Unfortunately, I don't think it's completely reliable. In my experience, linkers always place things in the order presented. The sketch's object file is first followed by the core library. If there just happens to be a global variable initialized to -1 that gets pulled in from the core and placed at the end of the image... Well, you know what happens.

But, that is very very unlikely to happen.

[quote author=Coding Badly link=topic=84243.msg631767#msg631767 date=1324617699]

So how would the problem be summarized?

A Perfect(ly Annoying) Storm. :)

The last static variable cannot be initialized to -1?

The last N bytes of an upload cannot be 0xFF where N > 0. Depending on the application, that could be initial values, code, or PROGMEM data.

Etc. etc. ... [/quote]

Thanks very much for the explanations, and thanks again to all who worked on this for some really super sleuthing!

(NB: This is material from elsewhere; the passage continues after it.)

PR #4288, opened 2023-10-17
Decoder: Add detailed descriptions for the bounding box sub-plugin @open sesame 10/18 18:04 

wooksong:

You guys seriously rock!

When I was starting to think that we may have actually discovered a bug, I figured it must be a really obscure one. Now that I understand it better, I'm a bit surprised that it wasn't identified sooner. Probably one of those things where people might rearrange the code somehow (like adding Serial did in this case) and when the problem goes away, they're happy to just continue.

If you ask me, this is a great example of the advantages of open-source, and of the very impressive depth of the Arduino community.

Happy Holidays!

Time to weigh in, I guess...

this changes Optiboot from having free space at 0x7FF0 to 0x7FFC. So, still 4 bytes free.

Which compiler are you using? With 4.3.2 (ships with Arduino), your suggested patch pushes my size up to 536 bytes, which is substantially too big. (with a 4.7 compiler, it fits, but I'd rather not require THAT.)

On reflection, I think that avrdude is broken. There is no way that it should be assuming that bytes it doesn't specifically upload are 0xFF when it hasn't done a chip erase (which Arduino doesn't do, by using the -D switch.) That a page erase occurs before actual bytes are programmed is a side-effect of the particular implementation in an AVR, and might not be true if you were uploading some sort of emulator, or some next-generation chip, or FPGA. Frankly, I don't think it should be assuming anything about the state of "erased" memory; if data is in the .hex file, it ought to be uploaded. Period. (Now, I haven't checked whether avrdude actually knows the bounds of the files it reads. It may not know which data came from its input file and which data was just initialized...) Grr.

On reflection, I think that avrdude is broken.

+1

[quote author=Coding Badly link=topic=84243.msg693443#msg693443 date=1329418061]

On reflection, I think that avrdude is broken.

+1

[/quote]

+2

Software shouldn't assume something about a device which it has no DIRECT knowledge about.

avrdude should ship the bits, as they are presented to it, then allow the boot loader, which does have DIRECT knowledge of the state of the hardware, to decide what to do with them.